糖尿病

糖尿病とは

糖尿病とは?糖尿病とは、すい臓から分泌される「インスリン」というホルモンが、正常に働かない、分泌されないことで、血糖値が慢性的に高くなってしまう病気です。
糖尿病は大きく、すい臓のβ細胞が破壊されることでインスリンが分泌されなくなる2型糖尿病と、生活習慣の乱れ等によってインスリンが正常に働かない2型糖尿病に分けられます。
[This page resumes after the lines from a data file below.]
PR #339, opened 2015-01-21
~ fish getopts plugin ~ 

bucaran:
## Tests

Tests are implemented via [Oh-My-Fish](https://github.com/bpinto/oh-my-fish) spec runner _fish-spec_.

## Premise
Every utility / function needs to handle arguments. What usually happens is that every function does all the grunt work to parse `$argv` itself, and while some patterns do tend to recur, it's different almost every time. Enter fish `getopts`.

## Synopsis
  `getopts <option string> [ARGV...]`

#### `<option string> [:][<letter>:][<word>[:[^]]]`
A string containing the option characters recognized by the utility calling `getopts`. If a `<letter>` or `<word>` ends in `:`, the option is expected to have an argument, which may be supplied separately or next to the option without spaces in the same string.

To indicate long options: `<letter>:<word>` and `<word>` are both valid option strings that will attempt to match `-<letter>` and `--<word>`.

To indicate optional arguments, use a `^` character after a `:` at the end of the option in the option string. For example `<letter>:^` and `<letter>:<word>:^` are both valid. Optional arguments should be supplied in the same string as the option and without spaces, e.g, `-<letter>value` will correctly assign `value` as the argument to the the option `<letter>`, but `-<letter>` value, will parse `value` as the next argument in `<ARGV>`.

To specify optional arguments using the option's long form, use a `=` character after the option: `--<word>=value`.

Use a `:` at the beginning of the option string to enable strict mode. If enabled, `getopts` will exit with a status __> 0__ if or when an unknown option is found. See _DIAGNOSTICS_.

#### `<ARGV>`

List of options and operands to parse. `getopts` prints any matched options as well as available argument separated by a \n to stdout and returns with a status of __0__ if there are still arguments; else returns with a status __> 0__ if the end of the options is reached or an error occurs. See _DIAGNOSTICS_.

#### Summary
Consult the table below for a quick visual reference. 

| Option String          |  Argument     | Short Style     | Long Style   |   
|:---------------:|:--------------:|------------------|:--------------------:|
   `"q:qqq:"`          | Required   | `-q1` `-q 1`    | `--qqq 1`           | 
   `"q:qqq:^"`         | Optional    | `-q1`              | `--qqq=3`              |

## Description
`getopts` obtains options and their arguments from a list of parameters that, as indicated by <option string>, are single letters preceded by a `-` or words preceded by `--` and possibly followed by an argument value.

fish `getopts` follows the specifications described in the [Utility Syntax Guidelines](http://pubs.opengroup.org/onlinepubs/7908799/xbd/utilconv.html). The following is a summary of the features:

+ Short options; single letters preceded by `-`, and long options; words preceded by `--`, are both supported.

+ Single letters may be grouped. `-abc` → `-a -b -c`

+ Options required to take an argument can specify the argument either in the same string as the option or separated from the by a space. (1) `-a argument`, (2) `-aargument`

+ Options that can take an argument optionally shall specify the argument in the same string as the option argument if in short option style: `-aargument`, or separated by a `=` if in long form: `--long-form=argument`. If a blank space is used, the following argument will be treated independently.

+ Options can appear multiple times in the same argument list. `getopts` will print every match sequentally on each call, and should default to the short form of the option if available.

+ The option delimiter `:` and optional argument character `^` shall not be used as an option.

+ `getopts` will return the remaining operands when the end of the options is reached, i.e, a `--` argument that is not an option is found, or an argument that does not begin with `-` is found.

## Environment Variables
The following environment variables are used internally by `getopts`. These variables are erased from memory when the function returns 1.

+ `__getopts_optstr` _Whitespace trimmed option string._

+ `__getopts_argv` _Preprocessed copy of arguments._

+ `__getopts_index` _Index of the next argument to handle._

+ `__getopts_required` _List of options with required arguments._

+ `__getopts_optional` _List of options with optional arguments._

## Diagnostics
Possible exit status values are:

+ __0__: An argument formed like an option was found. This causes getopts to print the option short-style and its argument if avaiable. If strict-mode is enabled setting the first character of the option to `:`, an unknown option will cause `getopts` to fail. See below.

+ __1__: The end of the options is reached. Also sends remaining operands to stdout.

+ __2__: An option argument was missing.

+ __3__: An unknown option was found. Only if strict-mode is enabled.

## Examples
```fish
  function my_utility
    while set optarg (getopts "l:long x: o:optional:^" $argv)
      switch $optarg[1]
        case l
          echo handle `-l --long`
        case x
          echo handle `-x` w/ argument `$optarg[2]`
        case o
          echo handle `-o --optional` w/ optional argument `$optarg[2]`
        case \*
          echo unknown option `$optarg[1]`
      end
    end
    echo -n operands: "`$optarg`"
  end
```

## Links
+ [UNIX Utility Conventions](http://pubs.opengroup.org/onlinepubs/7908799/xbd/utilconv.html)
   
## License
[MIT](http://opensource.org/licenses/MIT) © [Jorge Bucaran](http://bucaran.me)

### DIFF
--- a/plugins/getopts/getopts.fish
+++ b/plugins/getopts/getopts.fish
@@ -1,0 +1,409 @@
+# NAME
+#   getopts -- getopts for fish
+#
+# SYNOPSIS
+#   getopts <option string> [ARGV...]
+#
+# OPTIONS
+#   <option string> [:][<letter>][[:]<word>[:[^]]]
+#
+#   A string containing the option characters recognized by the utility
+#   calling getopts. If a <letter> or <word> ends in `:`, the option is
+#   expected to have an argument, which may be supplied separately or
+#   next to the option without spaces in the same string.
+#
+#   To indicate long options: <letter>:<word> and <word> are both valid
+#   option strings that will attempt to match -<letter> and --<word>.
+#
+#   For only short options, do not specify a :<word> after <letter>.
+#   For example, `a b` will match `-a` and/or `-b`.
+#
+#   To indicate optional arguments, use a `^` character after a `:` at
+#   the end of the option in the option string. For example <letter>:^
+#   and <letter>:<word>:^ are both valid. Optional arguments should be
+#   supplied in the same string as the option and without spaces, e.g,
+#   -<letter>value will correctly assign `value` as the argument to the
+#   the option <letter>, but -<letter> value, will parse `value` as the
+#   next argument in <argv>.
+#
+#   To specify optional arguments using the option's long form, use a
+#   `=` character after the option: --<word>=value.
+#
+#   Use a `:` at the beginning of the option string to enable strict
+#   mode. If enabled, getopts will exit with a status > 0 if or when
+#   an unknown option is found. See DIAGNOSTICS.
+#
+#   <ARGV>
+#
+#   List of options and operands to parse. getopts prints any matched
+#   options as well as available argument separated by a \n to stdout
+#   and returns with a status of 0 if there are still arguments; else
+#   returns with a status > 0 if the end of the options is reached or
+#   an error occurs. See DIAGNOSTICS.
+#
+# DESCRIPTION
+#   getopts obtains options and their arguments from a list of parameters
+#   that, as indicated by <option string>, are single letters preceded by
+#   a - or words preceded by -- and possibly followed by an argument value.
+#
+#   fish getopts follows the specifications described in the Utility Syntax
+#   Guidelines (see LINKS); the following is a summary of the features:
+#
+#     + Short options; single letters preceded by -, and long options;
+#       words preceded by --, are both supported.
+#
+#     + Single letters may be grouped. -abc → -a -b -c
+#
+#     + Options required to take an argument can specify the argument
+#       either in the same string as the option or separated from the
+#       by a space. (1) -a argument, (2) -aargument
+#
+#     + Options that can take an argument optionally shall specify the
+#       argument in the same string as the option argument if in short
+#       option style: -aargument, or separated by a = if in long form:
+#       --long-form=argument. If a blank space is used, the following
+#       argument will be treated independently.
+#
+#     + Options can appear multiple times in the same argument list.
+#       getopts will print every match sequentally on each call, and
+#       should default to the short form of the option if available.
+#
+#     + The option delimiter `:` and optional argument character `^`
+#       shall not be used as an option.
+#
+#     + getopts will return the remaining operands when the end of the
+#       options is reached, i.e, a `--` argument that is not an option
+#       is found, or an argument that does not begin with `-` is found.
+#
+# ENVIRONMENT VARIABLES
+#   The following environment variables are used internally by getopts.
+#   These variables are erased from memory when the functions returns 1.
+#
+#     + __getopts_optstr      Whitespace trimmed option string.
+#     + __getopts_argv        Preprocessed copy of arguments.
+#     + __getopts_index       Index of the next argument to handle.
+#     + __getopts_required    List of options with required arguments.
+#     + __getopts_optional    List of options with optional arguments.
+#
+# DIAGNOSTICS
+#   Possible exit status values are:
+#
+#     0  An argument formed like an option was found. This causes getopts
+#        to print the option short-style and its argument if avaiable. If
+#        strict-mode is enabled setting the first character of the option
+#        to `:`, an unknown option will cause getopts to fail. See below.
+#
+#     1  The end of the options was reached. Remaining operands are also
+#        sent to stdout.
+#
+#     2  An option argument was missing.
+#
+#     3  An unknown option was found. Only if strict-mode is enabled.
+#
+# EXAMPLES
+#   function my_utility
+#     while set optarg (getopts "l:long x: o:optional:^" $argv)
+#       switch $optarg[1]
+#         case l
+#           echo handle `-l --long`
+#         case x
+#           echo handle `-x` w/ argument `$optarg[2]`
+#         case o
+#           echo handle `-o --optional` w/ optional argument `$optarg[2]`
+#         case \*
+#           echo unknown option `$optarg[1]`
+#       end
+#     end
+#     echo -n operands: "`$optarg`"
+#   end
+#
+# LINKS
+#   UNIX Utility Conventions
+#   → http://pubs.opengroup.org/onlinepubs/7908799/xbd/utilconv.html
+#
+# AUTHORS
+#   Jorge Bucaran <@bucaran>
+#/
+function getopts
+  # Currently supported return success/error conditions.
+  set -l __CONTINUE                   0
+  set -l __END_OF_OPTIONS             1
+  set -l __OPTION_ARGUMENT_EXPECTED   2
+  set -l __UNKNOWN_OPTION_FOUND       3
+
+  # Self-destroying global variable cleanup utility.
+  # Should be called before returning 1.
+  function __getopts_cleanup
+    set -e __getopts_optstr
+    set -e __getopts_argv
+    set -e __getopts_index
+    set -e __getopts_required
+    set -e __getopts_optional
+    set -e __getopts_strict_mode
+    functions -e __getopts_increase_index
+  end
+
+  function __getopts_increase_index
+    set __getopts_index (math $__getopts_index + 1)
+  end
+
+  # Options string pre-processing.
+  if not set -q __getopts_optstr
+    set -g __getopts_optstr $argv[1]
+    set -e argv[1]
+
+    # Trim option string and collect required / optional options.
+    if [ -n "$__getopts_optstr" ]
+      set __getopts_optstr (printf $__getopts_optstr | tr '[:space:]' \n)
+
+      # Setting the first token of the option string to `:` enables
+      # strict mode. This causes getopts to abort the process if an
+      # unknown option is found.
+      set -l first_token (printf $__getopts_optstr | head -c1)
+
+      if [ : = "$first_token" ]
+        set -g __getopts_strict_mode --true
+
+        # We can safely remove the `:` character now.
+        set __getopts_optstr[1] (printf $__getopts_optstr[1] | cut -c2-)
+      end
+
+      # Collect options with optional and required option-arguments.
+      function __getopts_collect_optargs
+        for string in (printf "%s\n" $__getopts_optstr)
+          set -l token (printf $string | tail -c1)
+          set -l split_string (printf "%s\n" $string | tr : \n)
+
+          # Erase last to make sure not to append `^` token.
+          switch $token
+            case :
+              set -g __getopts_required $__getopts_required $split_string
+              set -e __getopts_required[-1]
+            case \^
+              set -g __getopts_optional $__getopts_optional $split_string
+              set -e __getopts_optional[-1]
+          end
+        end
+        functions -e __getopts_collect_optargs
+      end
+
+      __getopts_collect_optargs
+    end
+  end
+
+  # Sanitize arguments. Break up flags: -abc → -a -b -c, but skip optional
+  # arguments. If -w is a flag that can take an optional argument, -abw123
+  # should be parsed to → -a -b -w 123.
+  if not set -q __getopts_argv
+    function __getopts_sanitize_argv
+      for token in $argv
+        switch $token
+          case --\* # Skip!
+          case -\*
+            # Split each token into single characters with `.`
+            for char in (printf $token | cut -c2- | grep --only-matching .)
+              # Do not split short option characters if this option can
+              # take optional required arguments.
+              if [ -z "$suspend_break" ]
+                printf "-%s\n" $char
+              else
+                printf "%s" $char
+              end
+
+              # Suspend option break-up if the current option is either
+              # a required or an optional option type.
+              contains -- $char $__getopts_required $__getopts_optional
+                and set suspend_break --true
+
+              set last_char $char
+            end
+
+            # Break options if we were in suspend mode and reset flag.
+            # This makes sure to add a blank space if no argument was
+            # specified for the optional option-argument, but not for
+            # the required option-argument.
+            if [ -n "$suspend_break" ]
+              not contains -- $last_char $__getopts_required
+                and printf "\n"
+              set suspend_break ""
+            end
+            continue
+        end
+
+        printf "%s\n" $token
+      end
+      functions -e __getopts_sanitize_argv
+    end
+    set -g __getopts_argv (__getopts_sanitize_argv $argv)
+  end
+
+  # Always use our preprocessed argument list.
+  set argv $__getopts_argv
+
+  if not set -q __getopts_index
+    set -g __getopts_index 1
+  end
+
+  # Handle next argument as indicated by the current index.
+  if set -q argv[$__getopts_index]
+    set -l option $argv[$__getopts_index]
+
+    # Potential matches for $option are: (1) end of arguments `--`,
+    # (2) long/short options --* or -* or (3) begin of operands, if
+    # (1) and (2) fail.
+    switch $option
+      # End of arguments. Assume everything from this point are operands.
+      case --
+        set -e argv[1..$__getopts_index]
+        printf "%s\n" $argv
+        __getopts_cleanup
+        return $__END_OF_OPTIONS
+
+      # Looks like we have a well-formed long/short option. Parse.
+      case --\* -\*
+        # It will be useful later to know if the current option is in long
+        # style. Notice we add a leading blank, because cut fails when the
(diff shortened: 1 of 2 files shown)


bucaran:
@bpinto Good green :smile:

plugins/getopts/getopts.fish
```diff
@@ -0,0 +1,399 @@
...
+#
+#   To indicate long options: <letter>:<word> and <word> are both valid
+#   option strings that will attempt to match -<letter> and --<word>.
+#
+#   To indicate optional arguments, use a `^` character after a `:` at
+#   the end of the option in the option string. For example <letter>:^
+#   and <letter>:<word>:^ are both valid. Optional arguments should be
+#   supplied in the same string as the option and without spaces, e.g,
+#   -<letter>value will correctly assign `value` as the argument to the
+#   the option <letter>, but -<letter> value, will parse `value` as the
```
bpinto: > but `-<letter>` value, will parse value as the next argument in <ARGV>.

Did you mean
> but `-<letter> value`, will parse value as the next argument in <ARGV>.
?

plugins/getopts/getopts.fish
```diff
@@ -0,0 +1,399 @@
...
+#   next to the option without spaces in the same string.
+#
+#   To indicate long options: <letter>:<word> and <word> are both valid
+#   option strings that will attempt to match -<letter> and --<word>.
+#
+#   To indicate optional arguments, use a `^` character after a `:` at
+#   the end of the option in the option string. For example <letter>:^
+#   and <letter>:<word>:^ are both valid. Optional arguments should be
+#   supplied in the same string as the option and without spaces, e.g,
+#   -<letter>value will correctly assign `value` as the argument to the
```
bpinto: Is this `-<letter>value` from original getopts? This is wayyyyyyyy to ugly. :P

plugins/getopts/getopts.fish
```diff
@@ -0,0 +1,399 @@
...
+#     + The option delimiter `:` and optional argument character `^`
+#       shall not be used as an option.
+#
+#     + getopts will return the remaining operands when the end of the
+#       options is reached, i.e, a `--` argument that is not an option
+#       is found, or an argument that does not begin with `-` is found.
+#
+# ENVIRONMENT VARIABLES
+#   The following environment variables are used internally by getopts.
+#   These variables are erased from memory when the functions returns 1.
```
bpinto: What if it returns 0?

plugins/getopts/getopts.fish
```diff
@@ -0,0 +1,399 @@
...
+  # Self-destroying global variable cleanup utility.
+  # Should always be called before returning 1.
+  function __getopts_cleanup
+    set -e __getopts_optstr
+    set -e __getopts_argv
+    set -e __getopts_index
+    set -e __getopts_required
+    set -e __getopts_optional
+    set -e __getopts_strict_mode
+    functions -e __getopts_increase_index
```
bpinto: Why do you need to remove the function?

plugins/getopts/getopts.fish
```diff
@@ -0,0 +1,399 @@
...
+        switch $token
+          case :
+            set -g __getopts_required $__getopts_required $split_string
+            set -e __getopts_required[-1]
+          case \^
+            set -g __getopts_optional $__getopts_optional $split_string
+            set -e __getopts_optional[-1]
+        end
+      end
+      functions -e __getopts_collect_optargs
```
bpinto: A function that erases itself? O.o
This is becoming too complicated.

plugins/getopts/getopts.fish
```diff
@@ -0,0 +1,399 @@
...
+              # take optional required arguments.
+              if [ -z "$suspend_break" ]
+                printf "-%s\n" $char
+              else
+                printf "%s" $char
+              end
+
+              # Suspend option break-up if the current option is either
+              # a required or an optional option type.
+              contains -- $char $__getopts_required $__getopts_optional
```
bpinto: I thought you had enjoyed using `if` statements.

plugins/getopts/getopts.spec.fish
```diff
@@ -0,0 +1,227 @@
...
+function describe_getotps -d "fish getopts"
+  function it_returns_1_if_empty
+    getopts
+    expect $status --to-equal 1
+  end
+
+  function it_reads_a_single_short_option
+    set option_string "a"
+    set option (getopts "$option_string" -a)
+    getopts
```
bpinto: I don't understand this duplicated getopts call.

Shouldn't it be something like this:

```
function it_reads_a_single_short_option
  set optarg (getopts "a:" value)
  expect $optarg[2] --to-equal a
end
```

plugins/getopts/getopts.spec.fish
```diff
@@ -0,0 +1,227 @@
...
+    expect "$option" --to-equal a
+  end
+
+  function it_reads_multiple_short_options
+    set option_string "a b c"
+    set args -ab -cb
+    set option (getopts "$option_string" $args)
```
bpinto: Isn't it the other way around?
`getopts $args "$option_string"`

bpinto:
I gave up on reviewing, can't add all the logic to my head without playing with the code. So I'm going directly to the tests.

plugins/getopts/getopts.spec.fish
```diff
@@ -0,0 +1,227 @@
...
+
+    set option (getopts "$option_string" $args)
+    getopts
+    expect "$option" --to-equal b
+  end
+
+  function it_reads_a_short_style_option
+    set option_string "a:an-option"
+    set option (getopts "$option_string" -a)
+    getopts
```
bpinto: I really don't understand this double `getopts` call, this is different from what we say on the documentation.

plugins/getopts/getopts.spec.fish
```diff
@@ -0,0 +1,227 @@
...
+
+  function it_reads_a_single_short_option
+    set option_string "a"
+    set option (getopts "$option_string" -a)
+    getopts
+    expect "$option" --to-equal a
+  end
+
+  function it_reads_multiple_short_options
+    set option_string "a b c"
```
bpinto: How can an option have no `:`?

plugins/getopts/getopts.fish
bucaran: Nope. This is how you get `utility -cb3`, etc. For example `head -c1` and `head -c 1` are both valid for options for `head` because `-c`'s argument _is_ __required__.

On the other hand, for options taking __optional__ arguments, `-<letter>value` will assign `value` as the argument to the option identified with the letter `<letter>` while `-<letter> value` (with a space in between) will parse `value` separately.

plugins/getopts/getopts.fish
bucaran: Yup. :smile: 

It's nice when you do stuff like `echo "    Hello" | cut -c5-`.

plugins/getopts/getopts.fish
bucaran: `getopts` is meant to be used inside a `while set option (getopts "optstr" argv...) ; ...; end`.

I will make sure to make this stand out more in the documentation.

plugins/getopts/getopts.fish
bucaran: Because we don't need it anymore. It's not just about releasing what you don't need, it also declares the intention that we are done with this function.

plugins/getopts/getopts.fish
bucaran: This is the closest we get to [private functions](http://stackoverflow.com/questions/25088699/make-fish-functions-private) in fish.

plugins/getopts/getopts.fish
bucaran: I do, I do. This, well, but this improves readability IMO.

plugins/getopts/getopts.spec.fish
bucaran: Because only the short-style of the option is specified.

plugins/getopts/getopts.spec.fish
bucaran: Already explained before. Nothing special here. Since the loop is granted to exit after two calls I am simply writing `getopts` twice so that I don't have to write a `while` loop for each test.

plugins/getopts/getopts.spec.fish
bucaran: It's like this `getopts <option string> [ARGV...]`

plugins/getopts/getopts.spec.fish
bucaran: This is only for the tests, because I _didn't_ want to write a `while` loop inside each test. The result is the same. In a real application you wouldn't write it like this though. In a real application you would use `while set opion (getopts <option string> [ARGV...])`.

plugins/getopts/getopts.fish
bpinto: lol

plugins/getopts/getopts.spec.fish
bpinto: Better to have tests that test what we will be using on real code?

I find tests are good to see how to use a library, and if we want people to use `while`, this won't help.

plugins/getopts/getopts.spec.fish
bpinto: I don't see this explained on the readme.

`<option string> [:][<letter>:][<word>[:[^]]]`

We dont' have a [<letter>] for instance, and I couldn't see this usage on the notes after this code.

plugins/getopts/getopts.spec.fish
bucaran: You are right about these tests won't help someone trying to learn how to use `getopts`. These are important though, because they help me test the basic functionality. I can add more tests like the last one that looks more like real code.

plugins/getopts/getopts.spec.fish
bucaran: You are right, how can this be expressed though?

`<option string> [:][<letter>][:][<word>[:[^]]]`?

plugins/getopts/getopts.fish
bpinto: I am fine with it, but it is something I'd never do.

plugins/getopts/getopts.spec.fish
bpinto: Yep, now I understand the tests, as I didn't read the code, this didn't make sense :)

plugins/getopts/getopts.fish
bucaran: fish it's a quirky little language. I wouldn't do this if this was Python, or something more sensible. Not even sure you could even do this over there.

plugins/getopts/getopts.spec.fish
bucaran: BTW I think you are right about the tests being a great way to help users know how to use a product, so I am rewriting the whole thing (the tests). I am using a helper function to wrap a call to `getopts` that exits correctly, but other than that it should be _real_ world usage.

bucaran:
@bpinto 

+ Fixed a bug in which `strict-mode` was being handled incorrectly.
+ Rewrote tests.

Let me know if there is anything else.

bpinto:
A good idea would be to update your PR description and add it as a README.md

plugins/getopts/getopts.spec.fish
```diff
@@ -0,0 +1,130 @@
...
+    set -l options $argv[1]
+    set -e argv[1]
+    while set option (getopts $options $argv)
+      if [ (count $option) -gt 1 ] # w/ argument
+        set result "$result$option[1]($option[2])"
+      else
+        set result "$result$option"
+      end
+    end
+    printf "$result$option"
```
bpinto: It would be nice to have a separator between each tuple.

plugins/getopts/getopts.spec.fish
```diff
@@ -0,0 +1,130 @@
...
+  end
+
+  function it_handles_operands
+    expect (__getopts "" 1 2 3 4 5) --to-equal "1 2 3 4 5"
+  end
+
+  function it_handles_options_and_operands
+    expect (__getopts "g:get p:put u:update d:delete t:post" \
+    -ud --put --get --post url1 url2 user:password) \
+      --to-equal "udpgturl1 url2 user:password"
```
bpinto: I thought `url1 url2 user:password` was not going to fetched as no options specify a argument (either optional or required).

bpinto: Only on strict_mode... Makes sense.

bucaran: `url1` is `-t`'s parameter. `url2` does not look like an option so `getopts` assumes we have reached the end of arguments and everything else, i.e., `url2 user:password` is fetched as _operands_.

plugins/getopts/getopts.spec.fish
```diff
@@ -0,0 +1,130 @@
...
+  function it_detects_end_of_args
+    expect (__getopts "a b c" -abc 1 2 3 -x) --to-equal "abc1 2 3 -x"
+  end
+
+  function it_returns_unknown_option_error_on_strict_mode
+    while set option (getopts ":a b c d e f" -abcXdef 1 2 3)
+      set result "$result$option"
+    end
+
+    expect $status --to-equal 3
```
bpinto: On test `it_returns_argument_missing_error_if_argument_is_missing`, you only test status, perhaps you should do the same here? And remove the expectations below?

plugins/getopts/getopts.spec.fish
bucaran: `getopts` returns the option as the first argument of the list and the options's _argument_ (if there is any) as the second argument of the list. So, the separator is `\n`

plugins/getopts/getopts.spec.fish
bucaran: I see. I still want to somehow test this part, so let me add a similar check to `it_returns_argument_missing_error_if_argument_is_missing` too and change the name a bit to reflect this.

plugins/getopts/getopts.spec.fish
bpinto: I thought that for url1 to be t parameters, as we used the long version, we had to do --post=url1

plugins/getopts/getopts.spec.fish
bpinto: Okay, comments are evil. lol

bucaran: You always end up teaching something about unit testing. You are right, this may not be the case, but if the test went and ended up failing because of this unrelated check, it would be difficult to assess where the problem originated. I will add a separate test for this.

bpinto: :+1: :tada:

plugins/getopts/getopts.spec.fish
bucaran: In this test, url1 is not a parameter of any options, they are simply operands so `getopts` sends them to stdout after successfully returning 1 to exit the while loop.

> I thought that for url1 to be t parameters, as we used the long version, we had to do --post=url1

This only applies to options in long style that take an optional argument. For long options taking a required argument you only have to `--long-option argument`.

bucaran: |        | Short     | Long     | 
|:--------:|-----------|:--------:|
| Required | -s1 -s 1  | --long 1 |
| Optional | -s1       | --long=3 |

bucaran:
Nice table added to synopsis.

bpinto:
All good?

bucaran:
:+1: 

All good. I hope future plugins start using `getopts` instead of parsing `$argv` themselves. I will definitely use it for my own-submitted plugins.

bucaran:
Thanks! :+1:

bpinto:
I will use it, but in a restricted mode. Only long mode probably. :P 
Thanks for this, great addition.

bucaran:
Of course, there is no need to create more cryptic command line utilities. This `getopts` however, is compatible with the `getopts` standard which was also my original intention.

bpinto:
@bucaran tests are broken now. =/

bucaran:
Locally? Travis?

bpinto:
Travis, master is broken.

bucaran:
I just saw it. 

I will find the culprit.

bucaran:
As you can see [here](https://github.com/bucaran/oh-my-fish/compare/f3971521...845ddfdca1), there are no changes across commits. Could this be a travis bug...?

bpinto:
I'd like to say that, but I don't think so. =/

bucaran:
@bpinto Are your tests passing?

bpinto:
The tests that are failing ar failing on Linux, I didn't run the tests on a Linux machine.

bucaran:
They were definitely passing before. I am trying to find that commit.

bpinto:
Meanwhile I'm building a dockerfile so we can run tests on linux locally.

そして糖尿病全体のうち90%以上を2型糖尿病が占めています。
動脈硬化が進行し心筋梗塞・脳卒中のリスクが高まるばかりか、腎症・神経障害・網膜症といったQOLを大きく低下させる合併症の危険もあります。
健康診断などで高血糖を指摘された場合には、早めに医療機関を受診し、適切な治療を受けましょう。

初期症状の無い糖尿病が進行したら

糖尿病は、初期にはほとんど症状なく進行します。
以下のような症状が現れている場合には、すでに糖尿病がある程度進行していることが考えられます。

初期症状の無い糖尿病が進行したら
  • 目のかすみ、視力低下
  • 疲労感、すぐに疲れる
  • 乾燥肌
  • 傷が治りにくい
  • 手足の感覚の低下
  • 頻尿
  • 喉の乾き、水分の摂り過ぎ

糖尿病を放置するリスク

糖尿病を放置すると、動脈硬化が進行していきます。動脈硬化は、全身の血管へと影響するものであり、さまざまな合併症のリスクを上昇させます。特に以下の神経障害・網膜症・腎症のことを、糖尿病の三大合併症と言います。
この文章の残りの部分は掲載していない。